Je ne prends même pas la peine de me redresser, préférant simplement tourner mon visage vers lui, pour lui demander ce qu'il veut.
— Que vois-je ? Tu n'es pas absorbé par notre magnifique cours ?
Je me contente de lui passer la langue, pour lui faire comprendre ma façon de penser. Oui, c'est puéril et plus de mon âge, mais je m'en fiche pour le moment. Et, quand je vois que ça a le mérite de le faire rire, je suis plutôt contente de moi.

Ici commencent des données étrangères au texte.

PR #1412, opened 2023-01-24
Define hkdf-hmac-sha256.v2 MAC method for SAS verification

uhoreg:
Spec PR for https://github.com/matrix-org/matrix-spec-proposals/pull/3783

Changes are in https://pr1412--matrix-spec-previews.netlify.app/client-server-api/#short-authentication-string-sas-verification

Preview: https://pr1412--matrix-spec-previews.netlify.app

### DIFF
--- a/changelogs/client_server/newsfragments/1412.feature
+++ b/changelogs/client_server/newsfragments/1412.feature
@@ -1,0 +1,1 @@
+Define `hkdf-hmac-sha256.v2` MAC method for SAS verification, as per [MSC 3783](Define hkdf-hmac-sha256.v2 MAC method for SAS verification).
--- a/changelogs/client_server/newsfragments/1412.feature
+++ b/changelogs/client_server/newsfragments/1412.feature
@@ -1,1 +1,1 @@
-Define `hkdf-hmac-sha256.v2` MAC method for SAS verification, as per [MSC 3783](Define hkdf-hmac-sha256.v2 MAC method for SAS verification).
+Define `hkdf-hmac-sha256.v2` MAC method for SAS verification, as per [MSC 3783](https://github.com/matrix-org/matrix-spec-proposals/pull/3783).
--- a/content/client-server-api/modules/end_to_end_encryption.md
+++ b/content/client-server-api/modules/end_to_end_encryption.md
@@ -668,17 +668,20 @@ The process between Alice and Bob verifying each other would be:
     the users to select a method.
 14. Alice and Bob compare the strings shown by their devices, and tell
     their devices if they match or not.
-15. Assuming they match, Alice and Bob's devices calculate the HMAC of
-    their own device keys and a comma-separated sorted list of the key
-    IDs that they wish the other user to verify, using SHA-256 as the
-    hash function. The HMAC calculation is defined [below](#mac-calculation).
+15. Assuming they match, Alice and Bob's devices each calculate Message
+    Authentication Codes (MACs) for:
+    * the keys that they wish to verify (usually their device ed25519 key and
+      their master cross-signing key)
+    * the list of key IDs that they wish the other user to verify.
+
+    The MAC calculation is defined [below](#mac-calculation).
 16. Alice's device sends Bob's device an `m.key.verification.mac`
     message containing the MAC of Alice's device keys and the MAC of her
     key IDs to be verified. Bob's device does the same for Bob's device
     keys and key IDs concurrently with Alice.
 17. When the other device receives the `m.key.verification.mac` message,
-    the device calculates the HMAC of its copies of the other device's
-    keys given in the message, as well as the HMAC of the
+    the device calculates the MAC of its copies of the other device's
+    keys given in the message, as well as the MAC of the
     comma-separated, sorted, list of key IDs in the message. The device
     compares these with the HMAC values given in the message, and if
     everything matches then the device keys are verified.
@@ -766,11 +769,15 @@ following error codes are used in addition to those already specified:
 
 ###### MAC calculation
 
-For verification of each party's device keys, a MAC is calculated individually
-for each the keys that are to be verified. As well, a MAC is calculated for a
-list of the keys IDs. The MAC used is HMAC as defined in [RFC
-2104](https://tools.ietf.org/html/rfc2104), using SHA-256 as the hash function.
-The HMAC key is calculated using HKDF as defined in [RFC
+During the verification process, Message Authentication Codes (MACs) are calculated
+for keys and lists of key IDs.
+
+The method used to calculate these MACs depends upon the value of the
+`message_authentication_code` property in the [`m.key.verification.accept`](#mkeyverificationaccept)
+message. All current implementations should use the `hkdf-hmac-sha256.v2` method which is
+defined as follows:
+
+The MAC used is HMAC as defined in [RFC
 5869](https://tools.ietf.org/html/rfc5869), using SHA-256 as the hash
 function. The shared secret is supplied as the input keying material. No salt
 is used, and in the info parameter is the concatenation of:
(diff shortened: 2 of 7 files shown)


changelogs/client_server/newsfragments/1412.feature
```diff
@@ -0,0 +1 @@
+Define `hkdf-hmac-sha256.v2` MAC method for SAS verification, as per [MSC 3783](Define hkdf-hmac-sha256.v2 MAC method for SAS verification).
```
richvdh, line 1: This MSC link looks wrong

content/client-server-api/modules/end_to_end_encryption.md
```diff
@@ -671,10 +671,7 @@ The process between Alice and Bob verifying each other would be:
 15. Assuming they match, Alice and Bob's devices calculate the HMAC of
     their own device keys and a comma-separated sorted list of the key
     IDs that they wish the other user to verify, using SHA-256 as the
-    hash function. HMAC is defined in [RFC
-    2104](https://tools.ietf.org/html/rfc2104). The key for the HMAC is
-    different for each item and is calculated by generating 32 bytes
-    (256 bits) using [the key verification HKDF](#hkdf-calculation).
+    hash function. The HMAC calculation is defined [below](#mac-calculation).
```
richvdh, line 674: I find it confusing the way we switch freely between "HMAC" and "MAC", and as far as I can tell we're talking about the same thing.

Also, I think we're calculating two separate MACs here? The current phrasing suggests that all the inputs are smashed together to calculate a single MAC.

I don't think we need to say we use SHA-256 here: that's part of the MAC calculation.

I also don't think we need to specify the format of the key IDs list; again that can go below.

```suggestion
15. Assuming they match, Alice and Bob's devices each calculate Message
    Authentication Codes (MACs) for:
    * their own device key [XXX: ed25519 key? curve25519 key? something else?], and:
    * the list of key IDs that they wish the other user to verify.
    The MAC calculation is defined [below](#mac-calculation).
```

Also s/HMAC/MAC/ in step 17.

richvdh: stupid question, but why are the key IDs to be verified different from the device key?

content/client-server-api/modules/end_to_end_encryption.md
```diff
@@ -767,7 +764,42 @@ following error codes are used in addition to those already specified:
...
+-   The Matrix ID of the other user.
+-   The Device ID of the device receiving the MAC.
+-   The `transaction_id` being used.
+-   The Key ID of the key being MAC-ed, or the string `KEY_IDS` if the
+    item being MAC-ed is the list of key IDs.
+
+If the key list is being MACed, the list is sorted lexicographically and
+comma-separated with no extra whitespace added. In this way, the recipient can
+reconstruct the list from the names in the `mac` property of the
+`m.key.verification.mac` message and ensure that no keys were added or removed.
```
richvdh, line 790: We say how to format a key list, but not a device key. Shouldn't we include how to format a device key?

data/event-schemas/schema/m.key.verification.start$m.sas.v1.yaml
```diff
@@ -42,7 +42,10 @@ properties:
         type: array
         description: |-
           The message authentication codes that the sending device understands.
```
richvdh, line 44: We're not negotiating codes per se, but rather methods for generating them.

```suggestion
          The message authentication code methods that the sending device understands.
```

similarly in `m.key.verification.accept`.

content/client-server-api/modules/end_to_end_encryption.md
```diff
@@ -767,7 +764,42 @@ following error codes are used in addition to those already specified:
 
 {{% event event="m.key.verification.mac" %}}
 
-###### HKDF calculation
+###### MAC calculation
+
+For verification of each party's device keys, a MAC is calculated individually
+for each the keys that are to be verified. As well, a MAC is calculated for a
+list of the keys IDs. The MAC used is HMAC as defined in [RFC
```
richvdh, line 771:
```suggestion
During the verification process, Message Authentication Codes (MACs) are calculated
for device keys and lists of key IDs.

The method used to calculate these MACs depends upon the value of the 
`message_authentication_code` property in the [`m.key.verification.accept`](#mkeyverificationaccept)
message. All current implementations should use the `hkdf-hmac-sha256.v2` method which is
defined as follows:

The MAC used is HMAC as defined in [RFC
```

content/client-server-api/modules/end_to_end_encryption.md
```diff
@@ -767,7 +764,42 @@ following error codes are used in addition to those already specified:
...
+    item being MAC-ed is the list of key IDs.
+
+If the key list is being MACed, the list is sorted lexicographically and
+comma-separated with no extra whitespace added. In this way, the recipient can
+reconstruct the list from the names in the `mac` property of the
+`m.key.verification.mac` message and ensure that no keys were added or removed.
+
+{{% boxes/note %}}
+The MAC method `hkdf-hmac-sha256` used an incorrect base64 encoding, due to a
+bug in the original implementation in libolm.  To remedy this,
```
richvdh, line 794: The algorithm above doesn't seem to use base64 anywhere, so I'm a bit confused about how we could be using an incorrect encoding.

In other words: I think the description of the method is missing something about encoding. Presumably it's how we take the output of the HMAC and stuff it into a JSON text property?

richvdh (changes requested):
I'm afraid I am struggling to keep up.

content/client-server-api/modules/end_to_end_encryption.md
uhoreg: > stupid question, but why are the key IDs to be verified different from the device key?

The key IDs to be verified may include the cross-signing keys

content/client-server-api/modules/end_to_end_encryption.md
uhoreg: It's mentioned in the `m.key.verification.mac` definition. But I'll add a mention here too.

content/client-server-api/modules/end_to_end_encryption.md
```diff
@@ -767,7 +767,51 @@ following error codes are used in addition to those already specified:
...
+-   The `transaction_id` being used.
+-   The Key ID of the key being MAC-ed, or the string `KEY_IDS` if the
+    item being MAC-ed is the list of key IDs.
+
+If the key list is being MACed, the list is sorted lexicographically and
+comma-separated with no extra whitespace added, with each key written in the
+form `{algorithm}:{keyId}`. For example, the key list could look like:
+`ed25519:Cross+Signing+Key,ed25519:DEVICEID`. In this way, the recipient can
+reconstruct the list from the names in the `mac` property of the
+`m.key.verification.mac` message and ensure that no keys were added or removed.
```
richvdh, line 799: we still don't seem to say how to feed a key into the MAC.

Do we use the 43(?) bytes of Base64-encoded public key? Or the 32 bytes of binary public key? Or other?

richvdh (changes requested):

content/client-server-api/modules/end_to_end_encryption.md
```diff
@@ -668,20 +668,20 @@ The process between Alice and Bob verifying each other would be:
...
-    IDs that they wish the other user to verify, using SHA-256 as the
-    hash function. HMAC is defined in [RFC
-    2104](https://tools.ietf.org/html/rfc2104). The key for the HMAC is
-    different for each item and is calculated by generating 32 bytes
-    (256 bits) using [the key verification HKDF](#hkdf-calculation).
+15. Assuming they match, Alice and Bob's devices each calculate Message
+    Authentication Codes (MACs) for:
+    * the keys that they wish to verify (usually their device ed25519 key and
+      their master cross-signing key)
+    * the list of key IDs that they wish the other user to verify.
```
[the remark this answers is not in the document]
uhoreg: Yes, the key list is to prevent people from adding or removing keys

richvdh (approved):
looks great now, thanks!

— Je pourrais t'apprendre notre Histoire avec un grand H, si tu veux. Du moins, les parties que tu ne connaîtrais pas déjà.
Draco, professeur personnel d'Histoire ? Hmm… Ça se laisse tenter.
— Mon père m'a toujours dit, qu'au vu de notre place, je me devais de connaître notre Histoire sur le bout des doigts. Alors, depuis ma plus tendre enfance, je suis bercé par tout ça.
Il me montre, avec un certain dégoût, le livre gigantesque qui nous sert de support pour notre cours.
— Et, malgré ce dédain total dont tu fais preuve pour ça, tu voudrais m'instruire ?
— Là, ça serait différent. Et je pourrais te passer les moments ennuyants.
Il me fait un clin d'oeil et je lui souris.
— Pourquoi pas. De toute façon, ça ne peut pas être pire que le cours du professeur Binns.
Sans attendre, il ouvre son manuel et cherche une page bien précise. Une fois qu'il l'a trouvé, il me montre les différents portraits et m'explique la vie de chaque personne.
Quand le cours du professeur Binns touche à sa fin, nous n'avons étudié que deux doubles pages, mais c'était passionnant.
— C'était vraiment intéressant. Tu devrais faire cours à la place du professeur Binns, tu sais.
— Je doute que tous les élèves soient d'accord avec ton idée.
Oui, c'est vrai que ça ne serait sûrement pas le prof le plus apprécié, au vu de son passif. Mais, Severus Rogue ne l'est pas non plus, et ça n'enlève rien à sa qualité de professeur.
Le repas du midi passe assez vite, Blaise passe son temps à parler avec Théo, qui nous a rejoints sur notre coin de table. Ce n'est pas un garçon qui parle beaucoup, au contraire, il semblait plutôt focalisé sur son livre. Je ne suis même pas sûre qu'il ait écouté un traitre mot de ce que lui a dit Blaise.
Durant l'après-midi, nous avons cours de Sortilège. Pour le coup, je sais déjà que ça va être ennuyant. En effet, n'ayant pas de baguette, je ne peux rien faire durant ce cours. Juste, observer les autres réciter diverses formules. Draco m'a bien proposé d'essayer d'en jeter une avec la sienne, mais j'ai préféré refuser. Je sais bien qu'il est possible d'utiliser une baguette autre que la sienne, la saga me l'a prouvé. Mais, avant tout, ça m'a surtout montré que ça n'aidait pas la personne qui l'utilisait. La baguette n'étant pas "la nôtre", cela aura moins d'effet.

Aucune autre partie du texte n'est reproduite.